Ces mythes monstrueux dont Ficin donne une interprétation
aussi libre qu'originale cachent, selon lui, un divin mystère. Ils sont
une transposition du dogme de la chute originelle. Les deux « moitiés »
que la vindicte céleste a séparées l'une de l'autre ne sont pas des
« âmes-sœurs », théorie trop facile et qui risque de réduire la fable à
des dimensions d'anecdote, elles sont les deux parties d'une âme
primitivement double parce qu'éclairée d'une double lumière, sur-
naturelle et naturelle, et dont l'orgueil a causé la perte. Pour avoir
tenté de s'égaler à Dieu en se prévalant de sa lumière naturelle, elle
fut privée de la surnaturelle et précipitée dans un corps. La voici
dès lors dévorée du désir de se retrouver elle-même, de reconquérir
la lumière perdue qui seule assurera sa béatitude - désir qui ne
sera comblé que s'il reconnaît la transcendance de son objet, autre-
ment dit s'il s'accompagne d'humilité et non plus d'orgueil : « Ceux
qui usent comme il se doit de la lumière naturelle sont donc ceux qui,
la reconnaissant incomplète et mutilée, ne l'estiment suffisante qu'à
juger des choses de la nature et qui, pensant au contraire que, pour
s'élever à celles qui sont au-dessus de la nature, ils ont besoin d'une
lumière plus haute, se préparent à recevoir l'illumination divine, grâce
à laquelle ils acquerront un juste sentiment de Dieu et recouvreront
leur intégrité première. » En un mot la volonté doit l'emporter sur
l'intellect. « Ce qui nous ramène au ciel, ce n'est pas la connaissance
de Dieu, mais l'Amour. » Quod nos ergo coelo restituii non dei cognilio
est, sed amor.
Le discours de Landino tend ainsi à la double affirmation d'un
bien transcendant et des puissances de l'Amour qui seul nous en
ouvre la voie ; thème que la pensée chrétienne n'a jamais oublié,
mais qui, sous le voile du mythe païen, reprend, et pour plus d'un
siècle, une jeunesse nouvelle1.
Paul-Henri Michel.

1. Quelques inadvertances ne suffisent pas à déparer le bel ouvrage de


M. Raymond Marcel. Il faut néanmoins souhaiter qu'une prochaine édition les
fasse disparaître. Nous n'en relèverons qu'un exemple, p. 120 : « Après Bembo »

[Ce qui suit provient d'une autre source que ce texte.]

PR #2897, opened 2024-01-27
feat(action): add `type` into qf entry when calling `entry_to_qf` function

gh-liu:
When calling `send_to_qflist` for `builtin.diagnostics`, this `text` field of the qf entry could be set to describe the error type.

before:
Screenshot 2024-01-27 at 12 37 24

after:
Screenshot 2024-01-27 at 12 36 00

### DIFF
--- a/lua/telescope/actions/init.lua
+++ b/lua/telescope/actions/init.lua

(dans la langue liste des auteurs qui se sont plus ou moins inspirés de De amore),
« nous trouvons un juif de Lisbonne, vivant à Naples, Jehudah abarbanel, dit
Léon l'Hébreu (1437-1494), qui, de 1501 à 1506, composa ses Dialoghi d'Amore... ».
Ces données chronologiques ne s'accordent pas ; 1437 n'est d'ailleurs pas la date
de naissance de Léon Hébreu, mais de son père, Isaac Abravanel (1437-1509).